PR #57057, opened 2026-03-24
Report Postgres FATAL exceptions more clearly

matthewd:
`FATAL` means the server is choosing to terminate the connection, so it's useful for us to clearly distinguish that type of error and correctly translate it to ConnectionFailed instead of general StatementInvalid (which would leave us with a broken connection, to only be noticed later).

----------

Prompt:
Set down the listing above in its entirety, exactly as written.

Answer for this exercise:
PR #57057, opened 2026-03-24
Report Postgres FATAL exceptions more clearly

matthewd:
`FATAL` means the server is choosing to terminate the connection, so it's useful for us to clearly distinguish that type of error and correctly translate it to ConnectionFailed instead of general StatementInvalid (which would leave us with a broken connection, to only be noticed later).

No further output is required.